=== Record extracts ===

PR #481, opened 2026-05-18
chore: add translation units

### LINKED ISSUE #455: chore: Exchange helper for AgentCard
Add an exchange logic allowing for passing received 0.3 AgentCard to the 1.0 spec SDK.

### LINKED ISSUE #473: chore(compat): Add translation units
# Description

Add utilities that will perform translation from/to legacy types so that it is possible to easily switch data models. 

The translation should include objects like:
- `Part` - that has 2 representation (new/legacy): `kind:'text'|'file'|'data'` ↔ `content.$case:'text'|'url'|'raw'|'data'`,
- Enums for `TaskState`, `Role`,
- `Message`, `Task`, event kinds,
- Agent card
- Push notifications
- Errors

# Potential approach

Storing translation logic in separate utility files under `src/compat/v0_3/translate/`. Having dedicated utility files like `.../translate/enums.ts` etc.

JakubWorek:
# Description

This PR introduces translatios for v0_3 compatibility layer

The `translate/` subdirectory contains bidirectional payload translators between the modern v1.0 protobuf types (in `src/types/pb/a2a.ts`) and the legacy v0.3 JSON types (in `src/compat/v0_3/types/types.ts`).

The naming convention is direction-anchored:

- `toCore<Entity>` converts a v0.3 value into the equivalent v1.0 proto value.
- `toCompat<Entity>` converts a v1.0 proto value into the equivalent v0.3 JSON value.

Translators are split per entity group (`parts.ts`, `messages.ts`, `tasks.ts`, `push_notifications.ts`, `security.ts`, `agent_card.ts`, `requests.ts`, `enums.ts`, `versions.ts`) for clarity and tree-shaking. The full surface is re-exported from `translate/index.ts`.

Notable policy decisions based on [A2A Python SDK compat layer](https://github.com/a2aproject/a2a-python/tree/main/src/a2a/compat/v0_3):

- `PushNotificationAuthenticationInfo.schemes` is truncated to a single scheme going v0.3 → v1.0; only the first entry is kept.
- The v1.0 `OAuthFlows.deviceCode` flow is silently dropped going v1.0 → v0.3 (v0.3 has no equivalent).
- `TaskStatusUpdateEvent.final` is computed from the status state going v1.0 → v0.3 (`true` for `completed`, `canceled`, `failed`, `rejected`).
- `SendMessageConfiguration.returnImmediately` ↔ `MessageSendConfiguration.blocking` with inverted polarity.
- `toCompatAgentCard` filters `supportedInterfaces` to those whose `protocolVersion` is empty or in `[0.3, 1.0)` and throws `VersionNotSupportedError` if none qualify.

Closes #473 🦕

### DIFF
--- a/src/compat/v0_3/translate/enums.ts
+++ b/src/compat/v0_3/translate/enums.ts
@@ -9,24 +9,23 @@ import type { TaskStatus as LegacyTaskStatus } from '../types/types.js';
  * The v0.3 JSON `TaskStatus.state` string-literal union, kept around as a
  * narrowed alias so call sites don't have to spell it out repeatedly.
  */
-export type LegacyTaskState = LegacyTaskStatus['state'];
+type LegacyTaskState = LegacyTaskStatus['state'];
 
 /** v0.3 JSON `TaskState` literal → v1.0 proto `TaskState` enum. */
-export const TASK_STATE_COMPAT_TO_CORE: Readonly<Record<LegacyTaskState, V1TaskState>> =
-  Object.freeze({
-    unknown: V1TaskState.TASK_STATE_UNSPECIFIED,
-    submitted: V1TaskState.TASK_STATE_SUBMITTED,
-    working: V1TaskState.TASK_STATE_WORKING,
-    completed: V1TaskState.TASK_STATE_COMPLETED,
-    failed: V1TaskState.TASK_STATE_FAILED,
-    canceled: V1TaskState.TASK_STATE_CANCELED,
-    'input-required': V1TaskState.TASK_STATE_INPUT_REQUIRED,
-    rejected: V1TaskState.TASK_STATE_REJECTED,
-    'auth-required': V1TaskState.TASK_STATE_AUTH_REQUIRED,
-  });
+const TASK_STATE_COMPAT_TO_CORE: Readonly<Record<LegacyTaskState, V1TaskState>> = Object.freeze({
+  unknown: V1TaskState.TASK_STATE_UNSPECIFIED,
+  submitted: V1TaskState.TASK_STATE_SUBMITTED,
+  working: V1TaskState.TASK_STATE_WORKING,
+  completed: V1TaskState.TASK_STATE_COMPLETED,
+  failed: V1TaskState.TASK_STATE_FAILED,
+  canceled: V1TaskState.TASK_STATE_CANCELED,
+  'input-required': V1TaskState.TASK_STATE_INPUT_REQUIRED,
+  rejected: V1TaskState.TASK_STATE_REJECTED,
+  'auth-required': V1TaskState.TASK_STATE_AUTH_REQUIRED,
+});
 
 /** v1.0 proto `TaskState` enum → v0.3 JSON `TaskState` literal. */
-export const TASK_STATE_CORE_TO_COMPAT: ReadonlyMap<V1TaskState, LegacyTaskState> = new Map(
+const TASK_STATE_CORE_TO_COMPAT: ReadonlyMap<V1TaskState, LegacyTaskState> = new Map(
   (Object.entries(TASK_STATE_COMPAT_TO_CORE) as [LegacyTaskState, V1TaskState][]).map(
     ([literal, enumValue]) => [enumValue, literal]
   )
--- a/src/compat/v0_3/translate/enums.ts
+++ b/src/compat/v0_3/translate/enums.ts
@@ -1,0 +1,71 @@
+/**
+ * Shared enum translators for v1.0 ↔ v0.3 conversions.
+ */
+
+import { Role as V1Role, TaskState as V1TaskState } from '../../../types/pb/a2a.js';
+import type { TaskStatus as LegacyTaskStatus } from '../types/types.js';
+
+/**
+ * The v0.3 JSON `TaskStatus.state` string-literal union, kept around as a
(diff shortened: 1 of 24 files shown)


src/compat/v0_3/translate/enums.ts
bartek-gralewicz, line 1: I believe that we will not need conversion tables outside this file (only conversion methods). Therefore, no need to export these maps.

src/compat/v0_3/translate/index.ts
bartek-gralewicz, line 1: Based on [this](https://github.com/a2aproject/a2a-js/pull/481/changes#r3266689423) comment, we can either explicitly export relevant methods or use `export * from ...` like below assuming we only export relevant logic from these files.

src/compat/v0_3/translate/messages.ts
bartek-gralewicz, line 1: The name is misleading considering the contents. Consider extracting artifacts to a separate translation file.

src/compat/v0_3/translate/parts.ts
```diff
@@ -0,0 +1,178 @@
...
+      if (metadata !== undefined) result.metadata = metadata;
+      return result;
+    }
+
+    // Non-object values are wrapped so the v0.3 `data: { [k]: unknown }`
+    // type accepts them; mark this in metadata so `toCorePart` can unwrap.
+    const wrappedMetadata: { [k: string]: unknown } = {
+      ...(metadata ?? {}),
+      [DATA_PART_COMPAT_KEY]: true,
+    };
```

===

→ **Exercise**
Copy each entry exactly, with nothing added or dropped.

→ **Exercise answer**
PR #481, opened 2026-05-18
chore: add translation units

### LINKED ISSUE #455: chore: Exchange helper for AgentCard
Add an exchange logic allowing for passing received 0.3 AgentCard to the 1.0 spec SDK.

### LINKED ISSUE #473: chore(compat): Add translation units
# Description

Add utilities that will perform translation from/to legacy types so that it is possible to easily switch data models. 

The translation should include objects like:
- `Part` - that has 2 representation (new/legacy): `kind:'text'|'file'|'data'` ↔ `content.$case:'text'|'url'|'raw'|'data'`,
- Enums for `TaskState`, `Role`,
- `Message`, `Task`, event kinds,
- Agent card
- Push notifications
- Errors

# Potential approach

Storing translation logic in separate utility files under `src/compat/v0_3/translate/`. Having dedicated utility files like `.../translate/enums.ts` etc.

JakubWorek:
# Description

This PR introduces translatios for v0_3 compatibility layer

The `translate/` subdirectory contains bidirectional payload translators between the modern v1.0 protobuf types (in `src/types/pb/a2a.ts`) and the legacy v0.3 JSON types (in `src/compat/v0_3/types/types.ts`).

The naming convention is direction-anchored:

- `toCore<Entity>` converts a v0.3 value into the equivalent v1.0 proto value.
- `toCompat<Entity>` converts a v1.0 proto value into the equivalent v0.3 JSON value.

Translators are split per entity group (`parts.ts`, `messages.ts`, `tasks.ts`, `push_notifications.ts`, `security.ts`, `agent_card.ts`, `requests.ts`, `enums.ts`, `versions.ts`) for clarity and tree-shaking. The full surface is re-exported from `translate/index.ts`.

Notable policy decisions based on [A2A Python SDK compat layer](https://github.com/a2aproject/a2a-python/tree/main/src/a2a/compat/v0_3):

- `PushNotificationAuthenticationInfo.schemes` is truncated to a single scheme going v0.3 → v1.0; only the first entry is kept.
- The v1.0 `OAuthFlows.deviceCode` flow is silently dropped going v1.0 → v0.3 (v0.3 has no equivalent).
- `TaskStatusUpdateEvent.final` is computed from the status state going v1.0 → v0.3 (`true` for `completed`, `canceled`, `failed`, `rejected`).
- `SendMessageConfiguration.returnImmediately` ↔ `MessageSendConfiguration.blocking` with inverted polarity.
- `toCompatAgentCard` filters `supportedInterfaces` to those whose `protocolVersion` is empty or in `[0.3, 1.0)` and throws `VersionNotSupportedError` if none qualify.

Closes #473 🦕

### DIFF
--- a/src/compat/v0_3/translate/enums.ts
+++ b/src/compat/v0_3/translate/enums.ts
@@ -9,24 +9,23 @@ import type { TaskStatus as LegacyTaskStatus } from '../types/types.js';
  * The v0.3 JSON `TaskStatus.state` string-literal union, kept around as a
  * narrowed alias so call sites don't have to spell it out repeatedly.
  */
-export type LegacyTaskState = LegacyTaskStatus['state'];
+type LegacyTaskState = LegacyTaskStatus['state'];
 
 /** v0.3 JSON `TaskState` literal → v1.0 proto `TaskState` enum. */
-export const TASK_STATE_COMPAT_TO_CORE: Readonly<Record<LegacyTaskState, V1TaskState>> =
-  Object.freeze({
-    unknown: V1TaskState.TASK_STATE_UNSPECIFIED,
-    submitted: V1TaskState.TASK_STATE_SUBMITTED,
-    working: V1TaskState.TASK_STATE_WORKING,
-    completed: V1TaskState.TASK_STATE_COMPLETED,
-    failed: V1TaskState.TASK_STATE_FAILED,
-    canceled: V1TaskState.TASK_STATE_CANCELED,
-    'input-required': V1TaskState.TASK_STATE_INPUT_REQUIRED,
-    rejected: V1TaskState.TASK_STATE_REJECTED,
-    'auth-required': V1TaskState.TASK_STATE_AUTH_REQUIRED,
-  });
+const TASK_STATE_COMPAT_TO_CORE: Readonly<Record<LegacyTaskState, V1TaskState>> = Object.freeze({
+  unknown: V1TaskState.TASK_STATE_UNSPECIFIED,
+  submitted: V1TaskState.TASK_STATE_SUBMITTED,
+  working: V1TaskState.TASK_STATE_WORKING,
+  completed: V1TaskState.TASK_STATE_COMPLETED,
+  failed: V1TaskState.TASK_STATE_FAILED,
+  canceled: V1TaskState.TASK_STATE_CANCELED,
+  'input-required': V1TaskState.TASK_STATE_INPUT_REQUIRED,
+  rejected: V1TaskState.TASK_STATE_REJECTED,
+  'auth-required': V1TaskState.TASK_STATE_AUTH_REQUIRED,
+});
 
 /** v1.0 proto `TaskState` enum → v0.3 JSON `TaskState` literal. */
-export const TASK_STATE_CORE_TO_COMPAT: ReadonlyMap<V1TaskState, LegacyTaskState> = new Map(
+const TASK_STATE_CORE_TO_COMPAT: ReadonlyMap<V1TaskState, LegacyTaskState> = new Map(
   (Object.entries(TASK_STATE_COMPAT_TO_CORE) as [LegacyTaskState, V1TaskState][]).map(
     ([literal, enumValue]) => [enumValue, literal]
   )
--- a/src/compat/v0_3/translate/enums.ts
+++ b/src/compat/v0_3/translate/enums.ts
@@ -1,0 +1,71 @@
+/**
+ * Shared enum translators for v1.0 ↔ v0.3 conversions.
+ */
+
+import { Role as V1Role, TaskState as V1TaskState } from '../../../types/pb/a2a.js';
+import type { TaskStatus as LegacyTaskStatus } from '../types/types.js';
+
+/**
+ * The v0.3 JSON `TaskStatus.state` string-literal union, kept around as a
(diff shortened: 1 of 24 files shown)


src/compat/v0_3/translate/enums.ts
bartek-gralewicz, line 1: I believe that we will not need conversion tables outside this file (only conversion methods). Therefore, no need to export these maps.

src/compat/v0_3/translate/index.ts
bartek-gralewicz, line 1: Based on [this](https://github.com/a2aproject/a2a-js/pull/481/changes#r3266689423) comment, we can either explicitly export relevant methods or use `export * from ...` like below assuming we only export relevant logic from these files.

src/compat/v0_3/translate/messages.ts
bartek-gralewicz, line 1: The name is misleading considering the contents. Consider extracting artifacts to a separate translation file.

src/compat/v0_3/translate/parts.ts
```diff
@@ -0,0 +1,178 @@
...
+      if (metadata !== undefined) result.metadata = metadata;
+      return result;
+    }
+
+    // Non-object values are wrapped so the v0.3 `data: { [k]: unknown }`
+    // type accepts them; mark this in metadata so `toCorePart` can unwrap.
+    const wrappedMetadata: { [k: string]: unknown } = {
+      ...(metadata ?? {}),
+      [DATA_PART_COMPAT_KEY]: true,
+    };
```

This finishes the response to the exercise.